Thank you for your question.

  1. Re-train your own ECAPA-TDNN model is fine and could perform better in the language of your data if you have enough training data in your domain.
  2. Use your own VAD system is also fine. (Your VAD works well as the results shows. Better VAD contributes to better diar results)

Maybe you can try:

  1. Print np.diff(eig_values[:max_num_spks + 1]) in this https://github.com/wenet-e2e/wespeaker/blob/788e3eb71292af87d4a1708e8812387a82415221/wespeaker/diar/spectral_clusterer.py#L61 The max index decides the number of spks. In your case, I guess the second value and the third value should be very close. And unfortunately, the 3rd value is slightly bigger using your own VAD, while the 2nd one is bigger using silero-VAD.
  2. Try to tune the n parameter in https://github.com/wenet-e2e/wespeaker/blob/788e3eb71292af87d4a1708e8812387a82415221/wespeaker/diar/spectral_clusterer.py#L42 or https://github.com/wenet-e2e/wespeaker/blob/788e3eb71292af87d4a1708e8812387a82415221/wespeaker/diar/spectral_clusterer.py#L44 Use a smaller n could probably get less spk number.
NathanJHLee commented 1 month ago

Thank you for your response.
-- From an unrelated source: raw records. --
Issue #1411, opened 2024-07-16
Limitate that a provider can only update a Qiskit Function to a specific registry


akihikokuroda:
### What is the expected enhancement?

We can use the registry field from the Provider:
https://github.com/Qiskit/qiskit-serverless/blob/main/gateway/api/models.py#L69

And validate that when a user uploads a qiskit function always starts with that path:
https://github.com/Qiskit/qiskit-serverless/blob/main/gateway/api/v1/serializers.py#L35

PR #1412, opened 2024-07-16
check regstry location of provider

akihikokuroda:
### Summary
fix: #1411

### DIFF
--- a/gateway/api/tasks/providers.py
+++ b/gateway/api/tasks/providers.py
@@ -43,7 +43,7 @@ def assign_admin_group():
 
             if created:
                 logger.info(  #  pylint: disable=logging-too-many-args
-                    "Provider [%s] created for admin [%s]",
+                    "Provider [%s] created for admin [%s] with registrt [%s]",
                     provider.name,
                     admin_group_name,
                     registry,
--- a/gateway/api/tasks/providers.py
+++ b/gateway/api/tasks/providers.py
@@ -20,25 +20,31 @@ def assign_admin_group():
     """
     try:
         providers_configuration = json.loads(settings.PROVIDERS_CONFIGURATION)
-    except json.JSONDecodeError as e:
-        logger.error("Assign admin group JSON malformed: %s", e)
+    except json.JSONDecodeError:
+        logger.error(
+            "Assign admin group JSON malformed in settings.PROVIDERS_CONFIGURATION"
+        )
         return
-    except Exception as e:  # pylint: disable=broad-exception-caught
-        logger.error("Assign admin group unexpected error: %s", e)
+    except Exception:  # pylint: disable=broad-exception-caught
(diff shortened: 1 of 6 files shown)


gateway/api/tasks/providers.py
```diff
@@ -20,25 +20,31 @@ def assign_admin_group():
...
-    except json.JSONDecodeError as e:
-        logger.error("Assign admin group JSON malformed: %s", e)
+    except json.JSONDecodeError:
+        logger.error(
+            "Assign admin group JSON malformed in settings.PROVIDERS_CONFIGURATION"
+        )
         return
-    except Exception as e:  # pylint: disable=broad-exception-caught
-        logger.error("Assign admin group unexpected error: %s", e)
+    except Exception:  # pylint: disable=broad-exception-caught
```
psschwei, line 28: did the log of the error get flagged on the security check? otherwise might be nice to keep for debugging

gateway/tests/api/test_v1_program.py
```diff
@@ -216,19 +216,19 @@ def test_upload_custom_image_without_access_to_the_provider(self):
                 "title": "Private function",
                 "dependencies": "[]",
                 "env_vars": env_vars,
-                "image": "icr.io/awesome-namespace/awesome-title",
-                "provider": "default",
+                "image": "docker.io/awesome-namespace/awesome-title",
+                "provider": "ibm",
```
psschwei, line 220: wouldn't ibm images always been in icr.io ? or is there an issue with using icr.io in the tests (looks like we're moving all the tests to docker.io, so maybe that's it?)

gateway/api/tasks/providers.py
akihikokuroda: Yes, the static scan complains about this.

psschwei (approved):

gateway/api/tasks/providers.py
```diff
@@ -20,25 +20,31 @@ def assign_admin_group():
...
             provider, created = Provider.objects.update_or_create(
-                name=provider_name, defaults={"admin_group": group}
+                name=provider_name,
+                defaults={"admin_group": group, "registry": registry},
             )
 
             if created:
-                logger.info(
+                logger.info(  #  pylint: disable=logging-too-many-args
                     "Provider [%s] created for admin [%s]",
```
Tansito, line 46: Correct me if I'm wrong Aki, don't we need here a `%s` to show the registry? This way we are only showing the two first.

Tansito (approved):
Just a comment left, thanks Aki 😄

gateway/api/tasks/providers.py
akihikokuroda: oh, right.  I'll add it.  Thanks!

I still don't understand enven though vad results are almost same, spectral clustering behaves differently. I followd your instruction 'n=n-1 or n=n-2' Both of those worsk. But It works only a test wav when i use my own VAD. I wondering parameter 'n' is generated based on number of subsegments. How to control of 'n'?

JiJiJiang commented 1 month ago

n = int((1.0 - p) * m), m is the number of subsegments. If m is less than 1000, we keep n=m-10; else n = m*(1-p). p is usually tuned in a dev set. From our experience, p in [0.01, 0.05] could be fine. Some papers have discussed about the p value. link

NathanJHLee commented 1 month ago

All of my test set are less than 1000 subsegments, so only takes 'n = max(m - 10, 2) ' But mainly difference on vad is unit about second. I realized that my implemented vad system outputs in units of 10ms, while your outputs in units of 1ms. Could you please check your system working well by using units of 10ms?
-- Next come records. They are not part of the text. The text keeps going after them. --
PR #1410, opened 2024-07-16
Improved documentation for custom images

Tansito:
### Summary

Fix and improve a couple of references for the documentation about custom images

PR #1413, opened 2024-07-16
Fix tox configuration

Tansito:
### Summary

From #1412 and #1410 it seems the pipeline was failing due to a problem in `tox` configuration. Initially `install_command` should only accept one command so I moved the second one to `commands` parameter. Let's see if this fix the problem.

Spoiler: let me be honest I'm not sure if this change is correct or not 😂


akihikokuroda (approved):
LGTM. Thanks!

PR #1414, opened 2024-07-17
Fix tasks initialization

Tansito:
### Summary

We are having problems initializing the tasks so this new refactorization from the documentation hopefully fixes the problem:
https://docs.djangoproject.com/en/5.0/ref/signals/#post-migrate


psschwei (approved):
let's try it

akihikokuroda (approved):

JiJiJiang commented 1 month ago

The uint of vad (1ms or 10ms) could not have such a big difference.

NathanJHLee commented 1 month ago

Yeap that's true.... So i tried to get results using your pretrained Model. After testing, I realized my model trained by myself has little problem even though EER result is not bad. I will figure it out what's matter. Thank you so much to help me.